=== WORK TASK ===
Within the material below, find each line bearing the word "like" and present it.

=== INFORMATION PROVIDED ===

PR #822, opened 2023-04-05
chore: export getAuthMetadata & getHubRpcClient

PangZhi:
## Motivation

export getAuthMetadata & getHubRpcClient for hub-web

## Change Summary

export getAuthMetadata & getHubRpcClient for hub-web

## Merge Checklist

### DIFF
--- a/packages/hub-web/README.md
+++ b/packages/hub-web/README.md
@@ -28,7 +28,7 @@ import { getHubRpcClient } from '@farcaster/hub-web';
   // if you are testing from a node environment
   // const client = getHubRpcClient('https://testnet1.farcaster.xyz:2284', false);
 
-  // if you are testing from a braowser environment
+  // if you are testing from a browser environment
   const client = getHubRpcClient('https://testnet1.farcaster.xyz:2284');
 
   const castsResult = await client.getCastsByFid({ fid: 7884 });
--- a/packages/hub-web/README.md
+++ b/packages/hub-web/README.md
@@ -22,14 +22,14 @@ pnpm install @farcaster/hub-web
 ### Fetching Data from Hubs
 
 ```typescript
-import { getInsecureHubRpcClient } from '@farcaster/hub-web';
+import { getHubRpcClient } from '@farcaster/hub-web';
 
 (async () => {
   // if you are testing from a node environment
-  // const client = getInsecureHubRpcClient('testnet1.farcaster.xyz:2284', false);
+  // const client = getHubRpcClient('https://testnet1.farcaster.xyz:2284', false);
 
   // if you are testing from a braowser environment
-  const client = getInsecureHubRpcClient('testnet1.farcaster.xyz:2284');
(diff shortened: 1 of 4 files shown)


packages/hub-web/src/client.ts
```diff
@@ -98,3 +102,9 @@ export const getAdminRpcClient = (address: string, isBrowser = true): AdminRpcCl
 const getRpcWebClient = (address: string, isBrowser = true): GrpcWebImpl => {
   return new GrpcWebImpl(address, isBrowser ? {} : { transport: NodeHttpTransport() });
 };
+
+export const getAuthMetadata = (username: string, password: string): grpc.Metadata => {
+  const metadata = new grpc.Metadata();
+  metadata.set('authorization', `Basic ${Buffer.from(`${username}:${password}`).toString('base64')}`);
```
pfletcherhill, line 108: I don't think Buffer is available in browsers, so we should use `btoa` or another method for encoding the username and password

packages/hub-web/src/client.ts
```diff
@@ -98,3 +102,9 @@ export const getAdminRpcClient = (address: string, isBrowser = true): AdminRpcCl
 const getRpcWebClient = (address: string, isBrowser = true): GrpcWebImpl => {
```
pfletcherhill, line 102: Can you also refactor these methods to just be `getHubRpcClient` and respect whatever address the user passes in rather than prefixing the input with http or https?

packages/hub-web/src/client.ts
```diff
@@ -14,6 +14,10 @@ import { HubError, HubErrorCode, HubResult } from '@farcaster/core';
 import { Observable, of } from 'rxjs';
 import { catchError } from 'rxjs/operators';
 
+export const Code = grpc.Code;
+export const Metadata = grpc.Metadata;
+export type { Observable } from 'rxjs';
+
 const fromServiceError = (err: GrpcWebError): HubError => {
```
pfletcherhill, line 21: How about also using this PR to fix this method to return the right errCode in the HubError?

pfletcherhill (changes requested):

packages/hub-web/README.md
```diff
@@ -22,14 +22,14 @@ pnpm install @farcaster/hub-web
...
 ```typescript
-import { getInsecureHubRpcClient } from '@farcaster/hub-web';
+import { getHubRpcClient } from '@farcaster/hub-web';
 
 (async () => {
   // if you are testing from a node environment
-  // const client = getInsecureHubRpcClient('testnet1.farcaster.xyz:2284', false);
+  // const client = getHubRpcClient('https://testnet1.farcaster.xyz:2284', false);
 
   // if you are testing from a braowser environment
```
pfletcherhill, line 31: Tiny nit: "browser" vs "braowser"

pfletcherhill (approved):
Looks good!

...

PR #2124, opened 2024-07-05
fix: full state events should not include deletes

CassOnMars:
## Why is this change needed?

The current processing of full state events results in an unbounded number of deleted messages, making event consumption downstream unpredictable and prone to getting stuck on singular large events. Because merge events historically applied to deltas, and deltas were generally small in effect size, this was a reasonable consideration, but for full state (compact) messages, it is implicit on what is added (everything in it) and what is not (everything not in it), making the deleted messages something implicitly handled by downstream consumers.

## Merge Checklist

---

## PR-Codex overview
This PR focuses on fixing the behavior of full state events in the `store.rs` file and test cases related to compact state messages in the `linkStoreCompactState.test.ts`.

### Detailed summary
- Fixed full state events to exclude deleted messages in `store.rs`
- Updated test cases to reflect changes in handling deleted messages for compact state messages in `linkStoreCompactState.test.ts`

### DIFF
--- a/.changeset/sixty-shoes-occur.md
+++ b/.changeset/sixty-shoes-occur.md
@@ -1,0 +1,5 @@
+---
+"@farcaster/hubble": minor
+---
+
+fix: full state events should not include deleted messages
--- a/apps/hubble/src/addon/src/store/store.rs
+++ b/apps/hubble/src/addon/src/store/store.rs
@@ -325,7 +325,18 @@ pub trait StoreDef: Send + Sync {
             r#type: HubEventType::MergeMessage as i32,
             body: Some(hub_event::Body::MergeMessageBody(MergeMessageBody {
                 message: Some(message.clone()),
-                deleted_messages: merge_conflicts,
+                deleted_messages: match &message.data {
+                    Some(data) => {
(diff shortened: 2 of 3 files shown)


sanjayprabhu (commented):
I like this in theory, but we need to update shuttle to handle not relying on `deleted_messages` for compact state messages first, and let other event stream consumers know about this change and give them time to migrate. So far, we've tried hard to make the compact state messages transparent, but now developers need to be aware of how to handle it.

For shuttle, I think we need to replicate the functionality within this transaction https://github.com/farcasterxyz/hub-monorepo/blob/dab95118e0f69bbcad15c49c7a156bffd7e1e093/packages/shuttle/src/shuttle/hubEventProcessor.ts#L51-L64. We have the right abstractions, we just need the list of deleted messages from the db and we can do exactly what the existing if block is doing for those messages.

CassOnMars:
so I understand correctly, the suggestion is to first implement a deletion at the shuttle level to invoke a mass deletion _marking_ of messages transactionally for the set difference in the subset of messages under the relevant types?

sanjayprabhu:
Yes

...

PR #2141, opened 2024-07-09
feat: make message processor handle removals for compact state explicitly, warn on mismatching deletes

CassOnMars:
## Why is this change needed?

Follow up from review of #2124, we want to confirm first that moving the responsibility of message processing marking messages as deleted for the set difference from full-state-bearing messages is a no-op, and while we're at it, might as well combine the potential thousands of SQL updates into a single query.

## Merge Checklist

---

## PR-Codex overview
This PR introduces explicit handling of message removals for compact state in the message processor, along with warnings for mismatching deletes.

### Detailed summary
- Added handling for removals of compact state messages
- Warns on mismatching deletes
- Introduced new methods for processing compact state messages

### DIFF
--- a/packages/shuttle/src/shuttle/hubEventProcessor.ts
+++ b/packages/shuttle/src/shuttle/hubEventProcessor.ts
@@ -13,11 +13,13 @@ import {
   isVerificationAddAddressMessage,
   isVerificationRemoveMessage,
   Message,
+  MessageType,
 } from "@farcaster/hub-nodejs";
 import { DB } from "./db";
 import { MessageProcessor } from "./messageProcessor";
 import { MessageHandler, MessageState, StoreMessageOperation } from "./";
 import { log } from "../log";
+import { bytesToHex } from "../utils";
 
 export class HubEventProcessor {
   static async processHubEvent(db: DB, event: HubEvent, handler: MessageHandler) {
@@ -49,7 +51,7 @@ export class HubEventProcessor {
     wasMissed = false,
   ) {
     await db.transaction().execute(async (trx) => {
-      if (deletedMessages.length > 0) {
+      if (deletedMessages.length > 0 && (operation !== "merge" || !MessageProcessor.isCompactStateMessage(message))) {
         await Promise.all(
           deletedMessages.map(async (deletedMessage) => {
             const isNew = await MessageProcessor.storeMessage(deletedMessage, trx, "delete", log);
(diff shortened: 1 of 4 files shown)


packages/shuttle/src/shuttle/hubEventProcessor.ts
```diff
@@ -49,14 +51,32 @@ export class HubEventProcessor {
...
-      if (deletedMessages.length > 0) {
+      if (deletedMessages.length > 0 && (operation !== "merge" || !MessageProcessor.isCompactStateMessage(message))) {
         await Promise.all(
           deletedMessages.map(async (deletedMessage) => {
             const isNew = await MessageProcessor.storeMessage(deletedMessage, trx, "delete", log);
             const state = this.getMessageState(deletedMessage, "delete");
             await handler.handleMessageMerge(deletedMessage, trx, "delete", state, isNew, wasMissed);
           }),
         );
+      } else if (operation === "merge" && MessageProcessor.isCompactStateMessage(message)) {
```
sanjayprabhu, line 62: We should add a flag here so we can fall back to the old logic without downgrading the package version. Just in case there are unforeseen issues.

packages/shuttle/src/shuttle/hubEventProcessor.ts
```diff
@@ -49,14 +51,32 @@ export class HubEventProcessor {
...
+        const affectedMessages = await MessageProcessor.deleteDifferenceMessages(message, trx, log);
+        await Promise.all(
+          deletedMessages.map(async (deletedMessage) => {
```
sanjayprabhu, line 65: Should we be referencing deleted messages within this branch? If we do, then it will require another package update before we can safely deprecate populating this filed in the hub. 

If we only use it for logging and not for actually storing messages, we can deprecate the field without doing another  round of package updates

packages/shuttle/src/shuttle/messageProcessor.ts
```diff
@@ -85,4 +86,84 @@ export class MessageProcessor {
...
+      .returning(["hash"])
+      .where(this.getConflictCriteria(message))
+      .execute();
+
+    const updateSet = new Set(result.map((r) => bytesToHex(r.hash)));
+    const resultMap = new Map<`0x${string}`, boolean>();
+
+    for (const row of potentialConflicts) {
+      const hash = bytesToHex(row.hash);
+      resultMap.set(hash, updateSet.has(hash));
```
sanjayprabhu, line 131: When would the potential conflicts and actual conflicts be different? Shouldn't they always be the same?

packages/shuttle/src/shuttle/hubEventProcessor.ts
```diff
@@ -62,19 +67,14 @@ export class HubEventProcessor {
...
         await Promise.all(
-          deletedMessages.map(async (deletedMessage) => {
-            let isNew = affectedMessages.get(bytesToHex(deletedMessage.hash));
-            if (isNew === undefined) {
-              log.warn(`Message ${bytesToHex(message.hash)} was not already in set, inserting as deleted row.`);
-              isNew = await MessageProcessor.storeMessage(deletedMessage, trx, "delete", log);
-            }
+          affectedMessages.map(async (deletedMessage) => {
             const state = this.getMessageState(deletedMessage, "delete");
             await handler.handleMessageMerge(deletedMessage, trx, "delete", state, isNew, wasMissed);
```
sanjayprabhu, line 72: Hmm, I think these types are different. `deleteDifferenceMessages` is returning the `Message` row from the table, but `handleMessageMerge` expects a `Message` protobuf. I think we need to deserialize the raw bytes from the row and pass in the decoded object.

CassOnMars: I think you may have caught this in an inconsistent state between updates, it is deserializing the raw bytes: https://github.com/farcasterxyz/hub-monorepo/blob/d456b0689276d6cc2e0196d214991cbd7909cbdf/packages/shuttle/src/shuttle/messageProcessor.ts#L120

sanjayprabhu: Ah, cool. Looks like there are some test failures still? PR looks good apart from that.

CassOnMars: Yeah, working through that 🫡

=== REPLY TO THE TASK ===
I like this in theory, but we need to update shuttle to handle not relying on `deleted_messages` for compact state messages first, and let other event stream consumers know about this change and give them time to migrate. So far, we've tried hard to make the compact state messages transparent, but now developers need to be aware of how to handle it.
sanjayprabhu: Ah, cool. Looks like there are some test failures still? PR looks good apart from that.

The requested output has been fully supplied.